## REQUIRED ACTION:
Leave out every line before the one that contains "A few things". Please restate that line and the rest of the data word for word, through the end.
:: INFORMATION SUPPLIED
PR #515, opened 2023-07-03
Make filter options customisable

Angi-Kinas:
with all filters:
image

customised version:
image


libs/util/app-config/src/lib/app-config.ts
```diff
@@ -195,6 +195,54 @@ export function loadAppConfig() {
           : ({
               FILTER_GEOMETRY_DATA: parsedSearchSection.filter_geometry_data,
               FILTER_GEOMETRY_URL: parsedSearchSection.filter_geometry_url,
+              CUSTOM_FILTERS: (parsedSearchSection.custom_filters as [])?.map(
+                (filter) => {
+                  switch (filter) {
+                    case 'organisation':
+                      return {
+                        fieldName: 'publisher',
```
jahow, line 203: we shouldn't do any mapping with field names here, only the fields service has this power :)

conf/default.toml
```diff
@@ -63,6 +63,8 @@ background_color = "#fdfbff"
 # Note: if the GeoJSON object contains multiple features, only the geometry of the first one will be kept!
 # filter_geometry_url = "https://my.domain.org/assets/boundary.geojson"
 # filter_geometry_data = '{ "coordinates": [...], "type": "Polygon" }'
+# available filters: 'organisation', 'format', 'publicationYear', 'standard', 'inspireKeyword', 'topic', 'spatial', 'license'
+custom_filters = ['organisation', 'format', 'publicationYear', 'standard', 'inspireKeyword', 'topic', 'spatial', 'license']
```
jahow, line 67:
```suggestion
# The advanced search filters available to the user can be customized with this setting.
# The following fields can be used for filtering: 'publisher', 'format', 'publicationYear', 'standard', 'inspireKeyword', 'topic', 'isSpatial', 'license'
# advanced_filters = ['publisher', 'format', 'publicationYear', 'topic', 'spatial', 'license']
```

Note: since this is an optional key, it should be commented out in the toml file and the default value should be written in the app (datahub in this case).

libs/util/app-config/src/lib/app-config.ts
```diff
@@ -195,6 +195,54 @@ export function loadAppConfig() {
...
+                        title: 'search.filters.byOrganisation',
```
jahow, line 204: use `marker` for i18n

jahow (approved):
A few things to address and that's it, very good work!

fgravin (commented):
Just a comment without doing a review.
::::
## OUTPUT FOR THIS EXERCISE:
A few things to address and that's it, very good work!

fgravin (commented):
Just a comment without doing a review.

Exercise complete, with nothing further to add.